I would simply leave this as a comment since JohnC has basically covered everything, but I am not allowed to do so yet.

The events he described have been used for quite a while, so they will work for any of the OS you mentioned, as well as their desktop brethren. The event ID pages He linked to, such as the one for 6006 on TechNet, mention Windows Server 2003.

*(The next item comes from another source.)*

PR #8113, opened 2026-06-07
fix(reminder): restore imported legacy task reminders

### LINKED ISSUE #5843: 🚨 SuperSync - Does not Show Reminder Window
### Version Used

If there was an elegant shutdown, user initiated or otherwise, you should also see some Event ID 7036 telling you that various services "entered the stopped state." As the machine starts up again, you will see more 7036s announcing that services are entering the running state.

  • 2
    You will also see a big block of event ID 7036 if a service is repeatedly cycling states, so it isn't the best way to look for restarts. You should look for the events described by JohnC , first.
    – JTL
    Commented Jul 1, 2015 at 15:01

Short and concise one liner to get reboot and startup time of last 8 hours from a remote machine using SysInternals psloglist and the event id's from above:

psloglist \\computername -h 8 -i 41,1074,1076,6005,6006,6008,6013

The only thing missing (for me) is the event id for "logon dialog ready for user" equivalent. That seems to hard to find (What can I query to see if Windows is booted and done with updates?)